§ Task prompt
Here is a block of records. Copy every line in it that includes "mind".

§ Supplied entries
PR #4997, opened 2022-08-31
caddyhttp: Add HTTP/3 port override for Alt-Svc header

### LINKED ISSUE #4996: [Feature request] HTTP3 custom port and caddyfile option
Hello, it's been some time since my forum posts below:

https://caddy.community/t/experimental-http3-behind-firewall-port-forwarding/14746/8

But very much hoping to continue this conversation and get a config server option implemented to enable a http3 custom port header.

This is for a (maybe common?) use case where caddy is behind another udp/tcp load balancer (eg. AWS ELB) and listening on an address other than the default 443.

Given this basic Caddyfile:
```
{
	http_port 8080
	https_port 8443
	debug
}

https://localhost:8443 {
	tls internal
	respond "hello there"
}
```
I currently get the following output (_note the alt-svc header values `8443` matches the `https_port` value_):
```
$ curl -I https://localhost:8443
HTTP/2 200
alt-svc: h3=":8443"; ma=2592000,h3-29=":8443"; ma=2592000
server: Caddy
content-length: 11
date: Wed, 31 Aug 2022 01:09:32 GMT
```

Right now, i could hard code the following (since upstream supports this):
```
	s.h3server.Port = 443
```
into this line here: https://github.com/caddyserver/caddy/blob/master/modules/caddyhttp/server.go#L488

If i recompile using xcaddy, i get the desired behavour (given the same Caddyfile):
```
curl -I https://localhost:8443
HTTP/2 200
alt-svc: h3=":443"; ma=2592000,h3-29=":443"; ma=2592000
server: Caddy
content-length: 11
date: Wed, 31 Aug 2022 01:10:21 GMT
```

It seems to me a better option though not to hardcode this value, and instead expose config to control what port is advertised. 

eg.
```
s.h3server.Port = <value taken from json or caddyfile option TBC>
```

Before attempting a PR, it would be good to understand what the approach should be and/or where the config should sit. (I noticed the protocol option is deprecated for example in the code). 

Keen for any thoughts - is this potentially low hanging fruit? Or more likely to be difficult to implement?

Thanks! 😄

francislavoie:
Fix #4996

### DIFF
--- a/caddyconfig/httpcaddyfile/httptype.go
+++ b/caddyconfig/httpcaddyfile/httptype.go
@@ -192,6 +192,7 @@ func (st ServerType) Setup(inputServerBlocks []caddyfile.ServerBlock,
 	httpApp := caddyhttp.App{
 		HTTPPort:      tryInt(options["http_port"], &warnings),
 		HTTPSPort:     tryInt(options["https_port"], &warnings),
+		HTTP3Port:     tryInt(options["http3_port"], &warnings),
 		GracePeriod:   tryDuration(options["grace_period"], &warnings),
 		ShutdownDelay: tryDuration(options["shutdown_delay"], &warnings),
 		Servers:       servers,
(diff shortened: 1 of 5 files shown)


mholt:
Deferring until a later (pre-?)release until the discussion on the issue has reached some sort of consensus

PR #4855, opened 2022-06-28
reverseproxy: PROXY protocol support for http transport

WeidiDeng:
Add proxy protocol support for reverseproxy http transport

fix [2724](https://github.com/caddyserver/caddy/issues/2724).

PR #5424, opened 2023-03-08
proxyprotocol: Add PROXY protocol support to `reverse_proxy`, add HTTP listener wrapper

gucki:
This is an updated (rebased to the current master and improved) version of https://github.com/caddyserver/caddy/pull/4855. 

Please let me know if any changes are needed. Would be great to have this included in the next official release :-)

### DIFF
--- a/go.mod
+++ b/go.mod
@@ -14,6 +14,7 @@ require (
 	github.com/google/uuid v1.3.0
 	github.com/klauspost/compress v1.16.0
 	github.com/klauspost/cpuid/v2 v2.2.4
+	github.com/mastercactapus/proxyprotocol v0.0.3
 	github.com/mholt/acmez v1.1.0
 	github.com/prometheus/client_golang v1.14.0
 	github.com/quic-go/quic-go v0.33.0
--- a/go.mod
+++ b/go.mod
@@ -14,7 +14,7 @@ require (
 	github.com/google/uuid v1.3.0
 	github.com/klauspost/compress v1.16.0
 	github.com/klauspost/cpuid/v2 v2.2.4
-	github.com/mastercactapus/proxyprotocol v0.0.3
+	github.com/mastercactapus/proxyprotocol v0.0.4
 	github.com/mholt/acmez v1.1.0
 	github.com/prometheus/client_golang v1.14.0
 	github.com/quic-go/quic-go v0.33.0
--- a/modules/caddyhttp/reverseproxy/hosts.go
+++ b/modules/caddyhttp/reverseproxy/hosts.go
@@ -259,3 +259,22 @@ var hosts = caddy.NewUsagePool()
 // dialInfoVarKey is the key used for the variable that holds
 // the dial info for the upstream connection.
 const dialInfoVarKey = "reverse_proxy.dial_info"
+
+// ProxyProtocolInfo contains information needed to write proxy protocol to a
+// connection to an upstream host.
+type ProxyProtocolInfo struct {
+	// assume network is tcp because golang http transport can only support tcp now
+	IP   net.IP
+	Port int
+}
+
+// GetProxyProtocolInfo gets the proxy protocol info out of the context,
+// and returns true if there was a valid value; false otherwise.
+func GetProxyProtocolInfo(ctx context.Context) (ProxyProtocolInfo, bool) {
+	proxyProtocolInfo, ok := caddyhttp.GetVar(ctx, proxyProtocolInfoVarKey).(ProxyProtocolInfo)
+	return proxyProtocolInfo, ok
+}
+
+// proxyProtocolInfoVarKey is the key used for the variable that holds
+// the proxy protocol info for the upstream connection.
+const proxyProtocolInfoVarKey = "reverse_proxy.proxy_protocol_info"
--- a/modules/caddyhttp/reverseproxy/hosts.go
+++ b/modules/caddyhttp/reverseproxy/hosts.go
@@ -260,6 +260,10 @@ var hosts = caddy.NewUsagePool()
 // the dial info for the upstream connection.
 const dialInfoVarKey = "reverse_proxy.dial_info"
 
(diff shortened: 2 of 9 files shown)


go.mod
```diff
@@ -14,6 +14,7 @@ require (
 	github.com/google/uuid v1.3.0
 	github.com/klauspost/compress v1.15.15
 	github.com/klauspost/cpuid/v2 v2.2.4
+	github.com/mastercactapus/proxyprotocol v0.0.3
```
francislavoie, line 17: They makes me think since we're pulling in this dependency, we should probably pull in https://github.com/mastercactapus/caddy2-proxyprotocol as a standard module as well (the listener wrapper).

gucki: Sure, should I add it to modules/standard/imports.go?

mholt: Standard modules need to be brought into this repo. We can ask @mastercactapus if he'd be alright with that.

mholt:
Thank you for working on this! :raised_hands:

go.mod
mastercactapus: @mholt I'd be open to that

modules/caddyhttp/reverseproxy/reverseproxy.go
```diff
@@ -569,6 +570,28 @@ func (h *Handler) proxyLoopIteration(r *http.Request, origReq *http.Request, w h
 	// or satisfactorily represented in a URL
 	caddyhttp.SetVar(r.Context(), dialInfoVarKey, dialInfo)
 
+	var remoteAddr string
+	if xff := r.Header.Get("X-Forwarded-For"); xff != "" {
```
WeidiDeng, line 574: I think we should wait for [pr](https://github.com/caddyserver/caddy/pull/5104) to be merged. Parsing xff is not good.

francislavoie: Good point. I'll keep that in mind as I finish that PR.

modules/caddyhttp/reverseproxy/hosts.go
```diff
@@ -259,3 +259,15 @@ var hosts = caddy.NewUsagePool()
...
 // the dial info for the upstream connection.
 const dialInfoVarKey = "reverse_proxy.dial_info"
+
+// proxyProtocolInfoVarKey is the key used for the variable that holds
+// the proxy protocol info for the upstream connection.
+const proxyProtocolInfoVarKey = "reverse_proxy.proxy_protocol_info"
+
+// ProxyProtocolInfo contains information needed to write proxy protocol to a
+// connection to an upstream host.
+type ProxyProtocolInfo struct {
```
WeidiDeng, line 269: We should change the type to [netip.AddrPort](https://pkg.go.dev/net/netip#AddrPort)

gucki: @WeidiDeng If we do so we'll have to convert it back at https://github.com/caddyserver/caddy/pull/5424/files#diff-8839c76ab9a0e424d77cabc5357fbcdfb166d6b6cc7a076114fb24a5b16814b8R223 anyway because the proxyprotocol.Header needs the current types. Also, the conversion would have to be done in some hacky way, imo (didn't see any native method to convert between the types). So is it really worth the effort?

modules/caddyhttp/reverseproxy/reverseproxy.go
gucki: @francislavoie Please let me know once merged and I'll rebase/ adapt.

modules/caddyhttp/reverseproxy/hosts.go
WeidiDeng: [AsSlice](https://pkg.go.dev/net/netip#Addr.AsSlice) and [Port](https://pkg.go.dev/net/netip#AddrPort.Port) are what you need.

gucki: @WeidiDeng Thanks, done now.

go.mod
francislavoie: I've gone ahead and pulled in the listener wrapper code into Caddy. Thanks so much @mastercactapus for having maintained it for all these years :blush: 

P.S. Maybe `github.com/mastercactapus/proxyprotocol` should transition to using `netaddr.IP`? It would be a breaking change but it might be slightly more efficient.

francislavoie:
Thanks for the work thus far @WeidiDeng @gucki, I'll finish this up once I'm done with the `client_ip` stuff, but this is looking good :ok_hand:

modules/caddyhttp/reverseproxy/reverseproxy.go
francislavoie: Alright, rebased & adjusted. @gucki @WeidiDeng would you mind confirming that it still works as expected?

WeidiDeng: It still works according to my test.

modules/caddyhttp/reverseproxy/reverseproxy.go
```diff
@@ -688,8 +688,20 @@ func (h Handler) prepareRequest(req *http.Request, repl *caddy.Replacer) (*http.
 		req.Header.Set("Upgrade", reqUpType)
 	}
 
+	// Set up the PROXY protocol info
+	// TODO: We should probably migrate away from netip, but due to
```
mholt, line 692: Why migrate away from it?

mholt (approved):
This looks great, thank you for the contribution! Let's give this a try.

modules/caddyhttp/reverseproxy/reverseproxy.go
francislavoie: Oops, that was meant to say `net.IP`. But also this comment is sorta in the wrong place. The PROXY protocol lib is using the older `net.IP` interfaces instead of the newer `netip.Addr`, that's what this was meant to point out.

PR #5427, opened 2023-03-09
fileserver: New file browse template

mholt:
The current browse template is... fine. It's definitely far better than other servers' built-in file listings. But it's showing its age and we can do better:

- The font, Verdana, though tried-and-true, does not render well/smoothly on many modern devices. Modern fonts such as Inter and system UI fonts display better and are more legible.
- Accessibility concerns: there is not enough padding/whitespace, making it difficult to tap the right file on mobile screens if you have fat fingers or a small screen (this is something that watching my dad use a phone has made me very aware of).
- It's kind of stark. We do want a plain look, but it should still look visually interesting.
- Inconsistent iconography. The prior use of SVG was a bit immature. Now we use [Tabler icons](https://tabler-icons.io/) which are consistent, simple, and easy-to-use -- plus there's thousands of them to choose from, so we have a lot of flexibility that way.
- Dark theme improvements.
- On wide monitors (mine is 49"), the file listing is way too wide, making it hard to connect the filename to the info on the right side. It just looks a bit ridiculous this wide. The new theme has a max width.
- I removed borders between each row of the file listing, as the color change on hover does a better job at helping you see a row. Another option I experimented with is alternating row colors every 3n, 3n+1, and 3n+2 rows, but that felt more crowded/busy.
- Visual representation of relative file size in list view.
- Filetype-specific icons for common extensions. (We can add more too.)
- Entries with an image extension now show the image file instead of a generic icon.

Screenshot 2023-03-09 at 11-08-45 caddyhttp

The Firefox screenshot tool has a bug that causes the background to be incorrectly repeated here, but I promise that the background is actually fixed as you scroll:
Screenshot 2023-03-09 at 11-10-20 caddyhttp

Grid view:

Screenshot 2023-03-09 at 11-28-16 _

Screenshot 2023-03-09 at 11-28-37 _


modules/caddyhttp/fileserver/browsetplcontext.go
```diff
@@ -82,6 +82,16 @@ func (fsrv *FileServer) directoryListing(ctx context.Context, entries []fs.DirEn
...
 
+		// get extension(s)
+		var ext, fullExt string
+		firstDot, lastDot := strings.Index(name, "."), strings.LastIndex(name, ".")
+		if firstDot >= 0 {
+			fullExt = name[firstDot:]
+		}
+		if lastDot >= 0 {
+			ext = name[lastDot:]
+		}
```
mohammed90, line 93: Why not?

```suggestion
		// get extension(s)
		ext := filepath.Ext(name)
```

mholt: Because `.gz` and `.tar.gz` are different, and if we want to show a different icon for those, we need to know what the "full" extension is. (We don't currently do this, but I want to as soon as an icon becomes available for that.)

mohammed90: Gotcha. Fair enough. I can see this being problematic if some file has the name `agreement.document.v1.docx`, but it isn't a breaker.

mholt: Ok, now much better :)

mholt:
I say let's try this. I haven't tested this on a directory with thousands and thousands of entries -- I imagine that'll be fun for a browser to render -- but we can work on optimizations if we get complaints of slow load times.

abiosoft (approved):

modules/caddyhttp/fileserver/browse.html
```diff
@@ -47,142 +172,260 @@
...
-tr {
-	border-bottom: 1px dashed #dadada;
+/*
+tr:nth-child(3n+1) {
+	background-color: #f9f9f9;
+}
+
+tr:nth-child(3n+2) {
+	background-color: #f1f1f1;
+} */
```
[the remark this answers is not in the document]
mholt: Yeah, I guess so :D

francislavoie (approved):

mholt:
True, maybe loading images in the list view should be opt-in or something.

Tropaion:
Didn't even know I can do this with caddy? Is there a guide for this?
Also is it possible to edit caddyfiles with it in the browser?

francislavoie:
@Tropaion use the latest beta https://github.com/caddyserver/caddy/releases/tag/v2.7.0-beta.1

Tropaion:
@francislavoie Ok, thanks for the information.

mholt:
Yeah... I think that was a good idea. Thanks for trying the beta @xnaas!

revilowaldow:
Any idea when this is likely to make it into the main release? 
Looks excellent! Thanks for working on this, will be really helpful for my use case, I was just starting to look into how to make an image gallery template.

revilowaldow:
Well this should be an easy fix, thank you! 
image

§ Result for this exercise
francislavoie: Good point. I'll keep that in mind as I finish that PR.
francislavoie: Alright, rebased & adjusted. @gucki @WeidiDeng would you mind confirming that it still works as expected?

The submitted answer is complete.